● Exercise brief:
Below are the entries to work from; restate word for word the portion that opens with the line containing "- Fixes the" and closes with the line containing "full receipts in", keeping both.
• • • • •
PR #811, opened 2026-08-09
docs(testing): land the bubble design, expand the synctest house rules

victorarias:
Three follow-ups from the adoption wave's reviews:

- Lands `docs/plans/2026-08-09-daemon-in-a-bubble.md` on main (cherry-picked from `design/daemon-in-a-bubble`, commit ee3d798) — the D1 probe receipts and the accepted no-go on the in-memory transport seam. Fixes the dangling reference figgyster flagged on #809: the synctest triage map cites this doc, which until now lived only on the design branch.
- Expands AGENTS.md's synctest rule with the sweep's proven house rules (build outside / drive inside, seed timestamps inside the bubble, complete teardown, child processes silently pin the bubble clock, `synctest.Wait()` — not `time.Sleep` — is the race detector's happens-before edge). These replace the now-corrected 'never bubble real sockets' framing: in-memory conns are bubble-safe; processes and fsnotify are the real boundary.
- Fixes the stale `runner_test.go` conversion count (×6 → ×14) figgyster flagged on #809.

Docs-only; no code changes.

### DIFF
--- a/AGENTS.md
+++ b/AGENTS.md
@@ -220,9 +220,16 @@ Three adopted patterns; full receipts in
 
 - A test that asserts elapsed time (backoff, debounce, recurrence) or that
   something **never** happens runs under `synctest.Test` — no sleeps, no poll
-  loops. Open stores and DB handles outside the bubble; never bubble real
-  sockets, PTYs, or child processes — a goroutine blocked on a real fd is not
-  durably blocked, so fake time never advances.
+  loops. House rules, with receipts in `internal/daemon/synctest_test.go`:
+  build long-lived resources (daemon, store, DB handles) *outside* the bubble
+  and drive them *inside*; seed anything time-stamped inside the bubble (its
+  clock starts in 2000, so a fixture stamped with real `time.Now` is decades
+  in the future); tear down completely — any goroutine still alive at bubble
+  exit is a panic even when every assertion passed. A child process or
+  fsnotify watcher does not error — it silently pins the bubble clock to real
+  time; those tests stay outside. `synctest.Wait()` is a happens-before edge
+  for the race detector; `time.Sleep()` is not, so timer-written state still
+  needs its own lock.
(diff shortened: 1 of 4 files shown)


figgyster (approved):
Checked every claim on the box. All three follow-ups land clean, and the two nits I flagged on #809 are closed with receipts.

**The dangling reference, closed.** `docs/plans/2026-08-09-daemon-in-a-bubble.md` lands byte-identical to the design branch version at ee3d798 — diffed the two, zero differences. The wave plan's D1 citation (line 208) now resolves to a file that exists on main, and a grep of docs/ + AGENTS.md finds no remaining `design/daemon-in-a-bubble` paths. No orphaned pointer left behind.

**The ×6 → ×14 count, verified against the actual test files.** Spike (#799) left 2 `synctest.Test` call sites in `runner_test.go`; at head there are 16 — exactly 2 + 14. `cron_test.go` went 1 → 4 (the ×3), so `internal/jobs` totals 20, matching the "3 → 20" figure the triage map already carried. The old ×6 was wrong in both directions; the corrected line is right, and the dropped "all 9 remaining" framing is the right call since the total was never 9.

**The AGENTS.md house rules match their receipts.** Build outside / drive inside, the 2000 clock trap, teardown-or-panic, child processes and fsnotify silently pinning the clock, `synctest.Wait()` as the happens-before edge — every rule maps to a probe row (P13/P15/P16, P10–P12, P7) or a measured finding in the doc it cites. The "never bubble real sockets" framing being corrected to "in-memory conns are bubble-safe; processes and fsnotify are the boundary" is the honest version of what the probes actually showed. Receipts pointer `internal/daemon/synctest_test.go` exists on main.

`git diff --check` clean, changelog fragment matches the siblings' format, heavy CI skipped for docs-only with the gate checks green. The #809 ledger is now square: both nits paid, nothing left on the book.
• • • • •
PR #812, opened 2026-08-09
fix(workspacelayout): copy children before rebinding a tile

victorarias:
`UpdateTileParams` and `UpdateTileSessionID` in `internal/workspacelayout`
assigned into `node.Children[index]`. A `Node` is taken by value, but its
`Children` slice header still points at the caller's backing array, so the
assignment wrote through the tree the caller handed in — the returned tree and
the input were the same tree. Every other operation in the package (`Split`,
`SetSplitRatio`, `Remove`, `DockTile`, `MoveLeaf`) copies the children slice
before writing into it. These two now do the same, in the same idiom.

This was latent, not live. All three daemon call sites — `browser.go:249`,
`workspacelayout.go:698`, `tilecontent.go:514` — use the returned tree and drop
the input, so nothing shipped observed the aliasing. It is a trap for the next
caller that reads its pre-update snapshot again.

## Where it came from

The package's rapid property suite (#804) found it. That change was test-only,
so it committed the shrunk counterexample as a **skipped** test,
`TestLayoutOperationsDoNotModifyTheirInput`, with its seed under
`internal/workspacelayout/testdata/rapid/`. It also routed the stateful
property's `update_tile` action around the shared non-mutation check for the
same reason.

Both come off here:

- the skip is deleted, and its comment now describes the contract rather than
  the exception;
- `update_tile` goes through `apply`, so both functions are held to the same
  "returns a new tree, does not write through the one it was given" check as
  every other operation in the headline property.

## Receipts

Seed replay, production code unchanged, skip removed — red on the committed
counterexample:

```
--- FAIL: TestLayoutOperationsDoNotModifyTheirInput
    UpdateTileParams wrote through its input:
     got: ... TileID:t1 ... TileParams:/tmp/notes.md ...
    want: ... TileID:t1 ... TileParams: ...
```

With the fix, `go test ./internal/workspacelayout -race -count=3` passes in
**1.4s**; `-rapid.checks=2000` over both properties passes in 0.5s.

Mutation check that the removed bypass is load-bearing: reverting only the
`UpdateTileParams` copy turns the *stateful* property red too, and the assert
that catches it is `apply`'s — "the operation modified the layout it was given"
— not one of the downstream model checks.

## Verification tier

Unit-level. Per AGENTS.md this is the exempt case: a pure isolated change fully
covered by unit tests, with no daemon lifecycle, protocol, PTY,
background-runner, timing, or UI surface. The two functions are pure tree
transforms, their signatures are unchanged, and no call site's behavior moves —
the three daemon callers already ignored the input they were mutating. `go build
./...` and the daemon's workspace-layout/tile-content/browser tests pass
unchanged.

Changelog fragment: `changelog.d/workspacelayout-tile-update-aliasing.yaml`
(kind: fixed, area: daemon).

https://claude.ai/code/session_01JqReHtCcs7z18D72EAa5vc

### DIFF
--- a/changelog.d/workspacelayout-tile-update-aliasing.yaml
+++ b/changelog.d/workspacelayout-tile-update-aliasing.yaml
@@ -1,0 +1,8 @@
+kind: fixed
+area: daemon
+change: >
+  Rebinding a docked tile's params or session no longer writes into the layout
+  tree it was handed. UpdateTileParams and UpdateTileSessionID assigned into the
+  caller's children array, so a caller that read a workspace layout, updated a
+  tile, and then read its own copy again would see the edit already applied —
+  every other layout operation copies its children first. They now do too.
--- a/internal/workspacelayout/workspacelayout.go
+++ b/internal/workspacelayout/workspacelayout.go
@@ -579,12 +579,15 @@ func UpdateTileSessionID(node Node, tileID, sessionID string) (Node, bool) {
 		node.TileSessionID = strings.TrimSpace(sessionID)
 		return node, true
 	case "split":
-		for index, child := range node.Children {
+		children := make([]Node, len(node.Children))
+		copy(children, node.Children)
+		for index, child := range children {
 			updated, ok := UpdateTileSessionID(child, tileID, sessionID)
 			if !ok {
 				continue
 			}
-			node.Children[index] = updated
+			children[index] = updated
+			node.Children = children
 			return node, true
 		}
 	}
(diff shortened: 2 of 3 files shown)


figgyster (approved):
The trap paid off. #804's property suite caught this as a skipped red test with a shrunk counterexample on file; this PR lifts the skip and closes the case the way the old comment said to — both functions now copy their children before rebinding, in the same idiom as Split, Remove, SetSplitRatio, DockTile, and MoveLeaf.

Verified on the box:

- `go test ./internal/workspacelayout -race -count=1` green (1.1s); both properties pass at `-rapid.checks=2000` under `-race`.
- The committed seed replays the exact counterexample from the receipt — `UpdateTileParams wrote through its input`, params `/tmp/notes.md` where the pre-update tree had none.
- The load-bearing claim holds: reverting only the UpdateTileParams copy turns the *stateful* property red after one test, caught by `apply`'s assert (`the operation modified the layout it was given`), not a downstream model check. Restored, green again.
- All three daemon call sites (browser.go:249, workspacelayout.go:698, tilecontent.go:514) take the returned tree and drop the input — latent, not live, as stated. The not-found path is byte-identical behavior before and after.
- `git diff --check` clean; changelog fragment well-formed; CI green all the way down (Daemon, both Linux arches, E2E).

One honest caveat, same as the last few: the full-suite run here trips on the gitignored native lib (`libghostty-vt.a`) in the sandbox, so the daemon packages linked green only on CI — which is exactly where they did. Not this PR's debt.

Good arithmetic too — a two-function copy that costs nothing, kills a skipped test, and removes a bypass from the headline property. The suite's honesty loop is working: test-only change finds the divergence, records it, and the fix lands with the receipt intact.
• • • • •
● Result:
- Fixes the stale `runner_test.go` conversion count (×6 → ×14) figgyster flagged on #809.

Docs-only; no code changes.

### DIFF
--- a/AGENTS.md
+++ b/AGENTS.md
@@ -220,9 +220,16 @@ Three adopted patterns; full receipts in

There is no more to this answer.